◆ Task directions:
The records below are to be transcribed word for word.

[Saved entries]
━━━━━━━━

Issue #1442, opened 2018-01-31
"New item"  button in thesauri


txau:
It wasn't obvious how to add items to a newly created thesauri. Add an additional button/hint in at the next blank space?

![screen shot 2018-01-30 at 19 52 51](https://user-images.githubusercontent.com/489831/35601216-751234d0-05f7-11e8-89c1-44333aa71af1.png)

Issue #1436, opened 2018-01-26
Organising thesauri items alphabetically - humphrey.uwazi


HSips:
thesauri items in settings are arranged as when added. Humphrey instance has about 600 thesauri items under themes, which makes it tedious. Can these be arranged alphabetically?

kjantin:
This has also been requested by CLEEN and others.

danicatalan:
This needs to be reviewed, because some users don't want this feature (they created thesauri with other criteria). I think it is better to allow users rearrange the list.

txau:
@danicatalan anyway dictionaries are later on ordered by number of occurrences in filters. Maybe we could add an "order alphabetically" button at the top of the list, so users can manually force that kind of ordering?

Issue #720, opened 2017-01-05
Nested thesauri


txau:
Some users have request the possibility of having nested dictionaries.

danicatalan:
We need this for Region / Cities in zorla, right? @daneryl

kjantin:
Estimate: 2 weeks (user design, development, testing, feedback)
Decision: We'll address this feature request when it is required from a partner.

danicatalan:
Minority Forum also needs this feature for their thesauri.

txau:
There are a series of thesauri related issues that we could address during this development:

https://github.com/huridocs/uwazi/issues?utf8=%E2%9C%93&q=is%3Aissue+is%3Aopen+dictionary

Issue #307, opened 2016-08-18
Automatically focus on input on new item in thesauris


txau:
It would greatly improve UX to have the focus set automatically on the input box when creating a dictionary.

![screen shot 2016-08-18 at 13 55 03](https://cloud.githubusercontent.com/assets/489831/17772886/9f2c867e-654b-11e6-9c43-6881d0ecae18.png)

kjantin:
Currently, when I click on "add item" I see the "Item name" field:
![image](https://user-images.githubusercontent.com/354426/28718320-5db38fc6-7373-11e7-965c-51bf2a6a2fd3.png)

@txau are you suggesting that the cursor be placed in that new/empty "Item name" field?

txau:
Yes.

txau:
Related: https://github.com/huridocs/uwazi/issues/1442

PR #1647, opened 2018-06-03
Dictionary groups

konzz:
Fixes issue #1442 #720 #307 #1436 

PR checklist:
- [x] End-to-end test
- [ ] Update READ.me ?

QA checklist:
- [ ] Test for side effects
- [ ] UI responsiveness
- [ ] Cross browser testing
- [ ] Code review


txau:
- Can't add items to a newly created dictionary.
- Trying to add a group when there are not options tosses a js error:

screenshot from 2018-06-03 09-16-31
- Tabbing from one input to another lands in the delete button instead of the next input.
- When hitting the "Add group" link, automatically focus on the input for the group title, otherwise  user don't even know where the group was added.
- Respect margins for groups. Group title should be aligned with the rest of the items, using only indentation for group's children. Also the vertical spacing should be the same as every other item.

screenshot from 2018-06-03 09-24-48

- Drag and drop for adding/moving items between groups, otherwise users have to delete and recreate the item, loosing the assigned values in the entities.
- Be able to fold/unfold the groups in settings/thesauri. This will greatly help in organizing via dragndrop, otherwise the lists are too long.

txau:
When filtering, we should not display items with value "0", as is the behavior of the rest of the filters.

txau:
This could be for a second phase, but maybe we should display groups in the options rendered in cards and/or side panel:

screenshot from 2018-06-03 10-04-53

txau:
Apparently it explodes when creating empty groups:

screenshot from 2018-06-11 09-34-07

txau:
There is a couple of CSS glitches:

screenshot from 2018-06-11 09-35-47

screenshot from 2018-06-11 09-34-55

txau:
Can't select and move items into groups =/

━━━━━━━━

◆ Result:
Issue #1442, opened 2018-01-31
"New item"  button in thesauri


txau:
It wasn't obvious how to add items to a newly created thesauri. Add an additional button/hint in at the next blank space?

![screen shot 2018-01-30 at 19 52 51](https://user-images.githubusercontent.com/489831/35601216-751234d0-05f7-11e8-89c1-44333aa71af1.png)

Issue #1436, opened 2018-01-26
Organising thesauri items alphabetically - humphrey.uwazi


HSips:
thesauri items in settings are arranged as when added. Humphrey instance has about 600 thesauri items under themes, which makes it tedious. Can these be arranged alphabetically?

kjantin:
This has also been requested by CLEEN and others.

danicatalan:
This needs to be reviewed, because some users don't want this feature (they created thesauri with other criteria). I think it is better to allow users rearrange the list.

txau:
@danicatalan anyway dictionaries are later on ordered by number of occurrences in filters. Maybe we could add an "order alphabetically" button at the top of the list, so users can manually force that kind of ordering?

Issue #720, opened 2017-01-05
Nested thesauri


txau:
Some users have request the possibility of having nested dictionaries.

danicatalan:
We need this for Region / Cities in zorla, right? @daneryl

kjantin:
Estimate: 2 weeks (user design, development, testing, feedback)
Decision: We'll address this feature request when it is required from a partner.

danicatalan:
Minority Forum also needs this feature for their thesauri.

txau:
There are a series of thesauri related issues that we could address during this development:

https://github.com/huridocs/uwazi/issues?utf8=%E2%9C%93&q=is%3Aissue+is%3Aopen+dictionary

Issue #307, opened 2016-08-18
Automatically focus on input on new item in thesauris


txau:
It would greatly improve UX to have the focus set automatically on the input box when creating a dictionary.

![screen shot 2016-08-18 at 13 55 03](https://cloud.githubusercontent.com/assets/489831/17772886/9f2c867e-654b-11e6-9c43-6881d0ecae18.png)

kjantin:
Currently, when I click on "add item" I see the "Item name" field:
![image](https://user-images.githubusercontent.com/354426/28718320-5db38fc6-7373-11e7-965c-51bf2a6a2fd3.png)

@txau are you suggesting that the cursor be placed in that new/empty "Item name" field?

txau:
Yes.

txau:
Related: https://github.com/huridocs/uwazi/issues/1442

PR #1647, opened 2018-06-03
Dictionary groups

konzz:
Fixes issue #1442 #720 #307 #1436 

PR checklist:
- [x] End-to-end test
- [ ] Update READ.me ?

QA checklist:
- [ ] Test for side effects
- [ ] UI responsiveness
- [ ] Cross browser testing
- [ ] Code review


txau:
- Can't add items to a newly created dictionary.
- Trying to add a group when there are not options tosses a js error:

screenshot from 2018-06-03 09-16-31
- Tabbing from one input to another lands in the delete button instead of the next input.
- When hitting the "Add group" link, automatically focus on the input for the group title, otherwise  user don't even know where the group was added.
- Respect margins for groups. Group title should be aligned with the rest of the items, using only indentation for group's children. Also the vertical spacing should be the same as every other item.

screenshot from 2018-06-03 09-24-48

- Drag and drop for adding/moving items between groups, otherwise users have to delete and recreate the item, loosing the assigned values in the entities.
- Be able to fold/unfold the groups in settings/thesauri. This will greatly help in organizing via dragndrop, otherwise the lists are too long.

txau:
When filtering, we should not display items with value "0", as is the behavior of the rest of the filters.

txau:
This could be for a second phase, but maybe we should display groups in the options rendered in cards and/or side panel:

screenshot from 2018-06-03 10-04-53

txau:
Apparently it explodes when creating empty groups:

screenshot from 2018-06-11 09-34-07

txau:
There is a couple of CSS glitches:

screenshot from 2018-06-11 09-35-47

screenshot from 2018-06-11 09-34-55

txau:
Can't select and move items into groups =/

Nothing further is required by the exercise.